И тут же, как удар бича, хлесткое:
— А-т-ставить! Когда я говорю «рота», надо принять стойку «смирно» и готовиться выполнить следующую команду.
— Ррота! Нна-пра-у! Шагом — арш! Левой! Левой! Рраз-два-три! Рраз-два-три. Разговорчики в строю отставить! Левой!
Четверка друзей, самых высоких на курсе, шла в первой шеренге. Подлаживаясь к команде, шли споро, широко, вдоль ряда зеленых палаток, мимо спортгородка, где играли в футбол, мимо столовой с аппетитными запахами, к деревянной баньке, где каждому вручался кусочек хозяйственного мыла.

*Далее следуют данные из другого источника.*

PR #2633, opened 2023-09-27
OPA: Improve opa startup delay handling

wisinghe:
This PR adds the following modifications

- Time to wait for opa plugins to report `READY` is made configurable with flag `open-policy-agent-startup-timeout`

Форма, конечно, больше всего была к лицу Рожнову. Как будто с детства ее носил. Туго затянув ремень, он подскочил к Ванечкину.
— Правильно, товарищ старший лейтенант?
Тот подергал за ремень.
— Перетянули. Надо, чтоб два пальца проходило, иначе дышать будет трудно. Ваша фамилия — Рожнов?
— Так точно.
— Мне рекомендовали назначить вас старшиной роты.
— Рад стараться.
Водянистые глаза командира роты дрогнули в усмешке.
— Старайтесь.
— А знаки отличия у меня будут?
— Лычки? После присяги. Если, конечно, заслужите. Что там за шум? Разберитесь, Рожнов.
Это смеялись над Анохиным. Обтянутые галифе ноги Светика казались удивительно тонкими и вдобавок кривоватыми. Гигантская гимнастерка была ниже колен. Идиотски надвинутая на лоб пилотка довершала туалет.
— Ремень подтяните, Анохин! — подавляя смех, прикрикнул Рожнов.
— Ты чего это орешь? — воззрился на него Светик.
— Назначен старшиной роты! — не скрывая ликования, произнес громогласно Боб. — Потому при исполнении.
— Еще один начальник на мою голову, — сокрушенно сказал Светик. — Чем мой ремень тебе не нравится?
— Надо, чтоб два пальца проходило, — подражая Ванечкину, потряс за ремень Рожнов, — а у тебя все два кулака будут. И пилотку надо набекрень надевать, на палец от левой брови. А ты — на уши нахлобучил! И гимнастерку подоткни. А то салагу за сто метров видать.
— Старшина, постройте роту! — услышали они голос Ванечкина.
— Рота, становись! — по-петушиному выкрикнул Рожнов.
Громко топоча непривычными сапогами, построились. Не удерживая изумленных восклицаний, искоса поглядывали друг на друга. Куда девалась разномастно-пестрая с яркими индивидуальностями студенческая ватага. В строю стояли похожие друг на друга стройные и не лишенные известной мужественной решимости бойцы.
Перемену заметил и старший лейтенант.
— Вот вы и на людей стали похожи, — с удовлетворением резюмировал он. — Еще манерам вас обучить, а? Орлами станете!
— Ррота! Отставить! Вот вы, — Ванечкин уперся взглядом в Анохина, — почему головой крутите?
— Воротник трет, — плаксиво ответил Светик.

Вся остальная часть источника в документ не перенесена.